One UC Los Angeles academic worker told the WSWS:
I was there [in the 2022 UC strike], and it’s almost exactly the same group of [officials] doing the same thing they always do. And they’ve refused to tell us when they’ll call us to strike. The rank and file are pressuring them now to back us.
Pickets at UC Santa Cruz
At UC Santa Cruz, several hundred strikers took part in a picket line at the base of campus. They were joined later by about 100 students, who marched a mile and a half from a university encampment at Quarry Plaza that has been held for more than a week.
Strikers who spoke with the World Socialist Web Site expressed a general distrust of the UAW bureaucracy, including UAW President Shawn Fain. One described Fain as a “class traitor.” Another said, “we don’t care about him or what he has to say.”
A third-year undergrad student who attended in support told the WSWS that he felt the genocide was “all due to capitalism, and nothing short of ending it will address the issues.”

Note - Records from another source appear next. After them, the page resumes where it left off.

PR #1184, opened 2019-11-17
Add support for passing environment variables to language servers

danielmartin:
Some language servers support setting some environment variables in
their main process to offer additional functionality. For example, the
Bash language server supports a couple of environment variables to
enable using Explainshell to answer "onHover" queries, or to consider
parsing errors as problems.

* (lsp-clients.el): Add lsp-bash group for Bash-specific
customizations.
* (lsp-clients.el): Add lsp-bash-explainshell-endpoint and
lsp-bash-highlight-parsing-errors defcustoms.
* (lsp-mode.el): Add function environment-fn to lsp-client.
* (lsp-clients.el): Set environment-fn when registering the Bash
client.
* (lsp-mode.el): Use environment-fn when starting the different server
processes by appending the alist to a let-bound process-environment.

### DIFF
--- a/lsp-mode.el
+++ b/lsp-mode.el
@@ -1074,14 +1074,6 @@ INHERIT-INPUT-METHOD will be proxied to `completing-read' without changes."
   (server-id)
   ;; defines whether the client supports multi root workspaces.
   (multi-root)
-  ;; Function that returns an environment structure that will be used
-  ;; to set some environment variables when starting the language
-  ;; server process. These environment variables enable some
-  ;; additional features in the language server. The environment
-  ;; structure is an alist of the form (KEY . VALUE), where KEY is a
-  ;; string (regularly in all caps), and VALUE may be a string, a
-  ;; boolean, or a sequence of strings.
-  (environment-fn)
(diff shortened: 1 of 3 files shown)


lsp-mode.el
```diff
@@ -1074,6 +1074,14 @@ INHERIT-INPUT-METHOD will be proxied to `completing-read' without changes."
...
   ;; defines whether the client supports multi root workspaces.
   (multi-root)
+  ;; Function that returns an environment structure that will be used
+  ;; to set some environment variables when starting the language
+  ;; server process. These environment variables enable some
+  ;; additional features in the language server. The environment
+  ;; structure is an alist of the form (KEY . VALUE), where KEY is a
+  ;; string (regularly in all caps), and VALUE may be a string, a
+  ;; boolean, or a sequence of strings.
+  (environment-fn)
```
yyoncho: can you put that in the end?

yyoncho: (If it is not in the end it will break the packages byte-compiled against the previous version.)

yyoncho:
Thank you!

Another striker had participated in the 2020 wildcat strikes at UCSC over cost-of-living adjustments. He disagreed that the method of limiting the strike to a few campuses was appropriate and agreed with the need for a UC-wide strike.

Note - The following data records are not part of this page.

PR #1185, opened 2019-11-18
[imp] default pylint to off

mpanarin:
https://github.com/palantir/python-language-server/pull/698

### DIFF
--- a/lsp-pyls.el
+++ b/lsp-pyls.el
@@ -145,7 +145,7 @@ complexity."
   :group 'lsp-pyls
   :package-version '(lsp-mode . "6.1"))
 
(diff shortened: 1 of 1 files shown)


seagle0128:
It does make sense and looks fine.

yyoncho:
Merging based on @seagle0128's comment.

AndreaOrru:
Even though this variable is set to nil, pylint sporadically runs. It's really annoying :(

AndreaOrru:
I found that Pylint may still be run by `flycheck` as the next checker in chain even when you use `flake8`.

I solved it by doing:
```
(add-to-list 'flycheck-disabled-checkers 'python-pylint)
```

PR #1186, opened 2019-11-18
add flake8 parameters to lsp-pyls

mpanarin:
pyls supports `flake8` checks.

### DIFF
--- a/lsp-pyls.el
+++ b/lsp-pyls.el
@@ -290,6 +290,54 @@ at all."
   :group 'lsp-pyls
   :package-version '(lsp-mode . "6.1"))
 
+(defcustom lsp-pyls-plugins-flake8-enabled nil
+  "Enable or disable the plugin."
+  :type 'boolean
+  :group 'lsp-pyls
+  :package-version '(lsp-mode . "6.2"))
+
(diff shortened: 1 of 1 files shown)


lsp-pyls.el
```diff
@@ -290,6 +290,54 @@ at all."
   :group 'lsp-pyls
   :package-version '(lsp-mode . "6.1"))
 
+(defcustom lsp-pyls-plugins-flake8-enabled nil
+  "Enable or disable the plugin."
+  :type 'boolean
+  :group 'lsp-pyls
+  :package-version '(lsp-mode . "6.1"))
```
yyoncho: these should be 6.2

brotzeit: I think this should be 6.3. We bumped the version a few weeks ago.

yyoncho: My understanding is that we are 6.2 until we tag release - https://github.com/emacs-lsp/lsp-mode/releases . I am not sure when we should bump the package header version - when we start new release when we release it. I am fine with both approaches. But still, if we tag 6.2 we should update the changelog for the release :).

mpanarin: updated to 6.2 )

PR #1190, opened 2019-11-20
Moving lsp-powershell from kiennq/lsp-powershell

kiennq:
I'm the author of [lsp-powershell](https://github.com/kiennq/lsp-powershell) and would like to move it under the umbrella of lsp-mode.


lsp-pwsh.el
```diff
@@ -0,0 +1,307 @@
...
+  :priority 1
+  :initialization-options #'lsp-pwsh--extra-init-params
+  :notification-handlers (lsp-ht ("powerShell/executionStatusChanged" 'ignore))
+  :initialized-fn (lambda (w)
+                    (with-lsp-workspace w
+                      (lsp--set-configuration
+                       (lsp-configuration-section "powershell"))))
+  ))
+
+(add-to-list 'lsp-language-id-configuration '(powershell-mode . "powershell"))
```
yyoncho: can you move that in lsp-mode file?

lsp-pwsh.el
```diff
@@ -0,0 +1,307 @@
...
+  "The path to powershell vscode extension."
+  :group 'lsp-pwsh
+  :type 'string)
+
+(defcustom lsp-pwsh-exe (or (executable-find "pwsh") (executable-find "powershell"))
+  "PowerShell executable."
+  :type 'string
+  :group 'lsp-pwsh)
+
+(defcustom lsp-pwsh-dir (expand-file-name "PowerShellEditorServices" lsp-pwsh-ext-path)
```
yyoncho: can you add `:package-version '(lsp-mode . "6.2")` to all new defcustoms?

lsp-pwsh.el
```diff
@@ -0,0 +1,307 @@
...
+                  (not (memq major-mode lsp-pwsh--major-modes)))
+                '((name . --force-post-completion))))
+
+(defun lsp-pwsh--filter-cr (str)
+  "Filter CR entities from STR."
+  (when (and (eq system-type 'windows-nt) str)
+    (replace-regexp-in-string "\r" "" str)))
+
+(advice-add 'lsp-ui-doc--extract :filter-return #'lsp-pwsh--filter-cr)
+(advice-add 'lsp-ui-sideline--format-info :filter-return #'lsp-pwsh--filter-cr)
```
yyoncho: This should go in lsp-ui package.

lsp-pwsh.el
```diff
@@ -0,0 +1,307 @@
...
+FORCED if specified with prefix argument."
+  (interactive "P")
+  (let ((parent-dir (file-name-directory lsp-pwsh-dir)))
+    (unless (and (not forced) (file-exists-p parent-dir))
+      (lsp-pwsh--get-extension
+       (format lsp-pwsh-github-asset-url "PowerShell" "PowerShellEditorServices" "PowerShellEditorServices.zip")
+       parent-dir))))
+
+;; Download extension
+(lsp-pwsh-setup)
```
yyoncho: This should be moved from top-level to probably to `lsp-pwsh--command`. FYI At some point, we will have a field in the `lsp--client` for download commands and lsp-mode will automatically manage that process.

lsp-pwsh.el
```diff
@@ -0,0 +1,307 @@
...
+  :initialized-fn (lambda (w)
+                    (with-lsp-workspace w
+                      (lsp--set-configuration
+                       (lsp-configuration-section "powershell"))))
+  ))
+
+(add-to-list 'lsp-language-id-configuration '(powershell-mode . "powershell"))
+
+;; Compatibility
+(if (fboundp 'company-lsp)
```
yyoncho: Are you able to make lsp-mode work with company-tng using this piece of code? Still, we have to move it somewhere.

yyoncho: cc @dgutov - we were discussing the company-tng and this might be helpful.

kiennq: At this point I think this is kind of like language specific fix to get it works with other popular package. 
For language servers that suffer from `company-tng` is not expanding the post completion, I think PowerShellEditorService got hit the hardest. Since it actually erases part of text at beginning of completion candidate and need the post completion to get back.
I've already check if the advice is applied only for powershell though.
Is that good to still keep this here?

lsp-pwsh.el
```diff
@@ -0,0 +1,307 @@
+;;; lsp-pwsh.el --- lsp-mode client for PowerShellEditorServices  -*- lexical-binding: t; -*-
```
brotzeit: I think you can remove the lsp-mode here.

lsp-pwsh.el
yyoncho: > Is that good to still keep this here?

ATM company-tng is considered unsupported(or company-tng does not support company-lsp). IMO even if we submit it as it is we should work with upstream no fixing it.

In your experience, is this sufficient to make company-tng work with company-lsp? 

As a side note `(with-eval-after-load` might be a bit better than `fboundp`.

kiennq: > In your experience, is this sufficient to make company-tng work with company-lsp?

Yes, this's sufficient to make `company-tng` work with `lsp-pwsh`.

I really cannot say anything for other language servers, but in my experience it works acceptable.

yyoncho: Merging as it is but I am reserving the right to reverse it in case of a problem.

kiennq: Great, thank you.

dgutov: @yyoncho I see the hack, it's... interesting. But if you have a specific suggestion how company-tng can be improved, I'm all ears.

PR #1191, opened 2019-11-20
indent elisp

brotzeit:


yyoncho:
I was about to do the same. Have you indented lsp-mode.el as well? I think it also has misaligned stuff?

An international student expressed puzzlement at the decision to call out just one campus and wondered whether this was just how strikes normally worked in the United States. He was shocked to learn how a similar “standup strike” was used to ram through a sellout contract last year in the auto industry, which is now being used to lay off thousands.
Asked his opinion on the UC administration’s argument before the Public Employee Relations Board (PERB) to get the strike banned, citing the danger of a precedent set by such a political strike, he paused for a moment and then said:
This is a very good question. Because this means that if this is allowed, workers would demand systemic change.

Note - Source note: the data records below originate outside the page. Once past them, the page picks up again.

PR #1202, opened 2019-11-26
Better implementation of displaying textDocument/signatureHelp

yyoncho:
This implementation is more accurate and closer to the lsp protocol idea.

- the signatures could be browsed using `M-n`/`M-p` and `C-c C-k` to switch back
to hover info

- the signatureHelp is triggered when

- added two new variables: `lsp-signature-render-documentation` - to control
whether to include signature documentation and `lsp-signature-auto-activate`.
When `lsp-signature-auto-activate` is true the signatureHelp will be displayed
when you press the signature trigger char(e. g. `(` in java).

``` elisp
(add-hook 'company-completion-finished-hook (lambda (&rest _) (lsp-signature-activate)))
```

### DIFF
--- a/README.org
+++ b/README.org
@@ -202,6 +202,10 @@
    - ~lsp-lens-hide~ - Hide lenses in the current file
    - ~lsp-lens-mode~  - Turn on/off lenses in the current file.
    - ~lsp-avy-lens~ - Click lens using ~avy~
+   - ~lsp-signature-activate~ - activate signature help. Bound to ~C-M-SPC~ by default.
+   - ~lsp-signature-next~ - show next signature. Bound to ~M-n~ when signature help is activated.
+   - ~lsp-signature-previous~ - show previous signature. Bound to ~M-p~ when signature help is activated.
+   - ~lsp-signature-stop~ - cancel signature help. Bound to ~C-c C-k~ when signature help is activated.
 ** Settings
    - ~lsp-log-io~ - If non-nil, print all messages to and from the language server to ~*lsp-log*~.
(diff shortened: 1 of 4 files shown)


README.org
```diff
@@ -202,6 +202,10 @@
    - ~lsp-lens-hide~ - Hide lenses in the current file
    - ~lsp-lens-mode~  - Turn on/off lenses in the current file.
    - ~lsp-avy-lens~ - Click lens using ~avy~
+   - ~lsp-signature-activate~ - activate signature help. Bound to ~C-M-SPC~ by default.
```
seagle0128: The keybinding is `C-S-SPC` in `lsp-mode-map`.

lsp-mode.el
```diff
@@ -125,18 +125,6 @@
   :type 'boolean
   :package-version '(lsp-mode . "6.1"))
 
-(defcustom lsp-use-native-json t
```
ocharles: This seems to be the PR that removes this option. Do those of us on Emacs HEAD need to do anything to get native JSON parsing?

yyoncho: No, it will be picked automatically. The flag was there temporary as a fallback option when we introduced native json support.

ocharles: Thank you for the very fast response! I look forward to trying `lsp-mode` in Emacs HEAD then! :smile:

yyoncho: Make sure you remove the `elc` generated from the old emacs - we do some evaluations compile time depending on emacs version to make the runtime faster. (The easiest option is to delete the package and install it again).

honnix: I wish I could see this comment earlier. Thanks!

PR #1203, opened 2019-11-26
Make sure experimental features are passed to gopls as boolean

lucianjon:
Make sure when the new boolean experimental gopls features are `nil` they are passed to gopls as `false`

Currently there is an error on initialisation if they are nil


yyoncho:
Thank you but I reverted the commit introducing the experimental features based on https://github.com/emacs-lsp/lsp-mode/pull/1121 . @vibhavp the go language maintainers(@muirdm  and @seagle0128 ) agreed that the experimental features won't be part the default configuration.

PR #1206, opened 2019-12-01
Quote the powershell path

r-darwish:
Failing to do so resulted the following error in Windows:

```
'c:/Program' is not recognized as an internal or external command,
operable program or batch file.
```


yyoncho:
Looks good! I will wait for @kiennq as the author of the code to approve it too.

kiennq:
Approve. Thanks for fixing the path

Protests grow in spite of continuing crackdown
Demands for broader action are only growing as capitalist politicians, administrators and police double down on their assaults nationwide. Following a raid and arrests attacking the encampment at UC Irvine last week, on Friday night a dozen people were arrested at the UC Berkeley encampment. The SJP has said that bail for the students was set at a vindictive $120,000 each.
This is only the tip of the iceberg. The SJP confirmed on social media Monday that despite an agreement with the arrested student protesters at Harvard, 12 students will be prevented from graduating.
Meanwhile, protests and encampments are continuing to grow. On Sunday, 10,000 people rallied at the state Capitol in Austin, Texas despite attempts to de facto ban the protest by closing the Capitol grounds. On Monday, the erection of an encampment in Bucharest, Romania was celebrated globally on social media by tens of thousands.
Healthcare workers speak out
There is growing support for the protests in the working class. A healthcare worker at UC San Diego Health told the WSWS:
I was in Afghanistan, and I saw what happened to women and children there. What is taking place in Gaza is absolutely horrible. Women and children under rubble, citizens constantly bombarded. Why can’t they just stop this? I hate war and am opposed to what the US is supporting in Israel.
He added:
The students have every right to protest. They are exercising their First Amendment rights. There was no reason for the response by the university and police that they got. I defend their right to protest.
Responding to the claim that opposing the genocide in Gaza is “antisemitic,” he said:
No, I don’t agree with that. These protesters are trying to express their opposition to war. They oppose genocide. Simple as that. It’s very similar to Vietnam and the protests then. What this is is major opposition to war and US imperialism.
Another healthcare worker said, “I’m disgusted with how the university has responded to the students. They have the right to protest.” She added that she would support a broader strike among workers in their defense, “but it would require that we all come out.”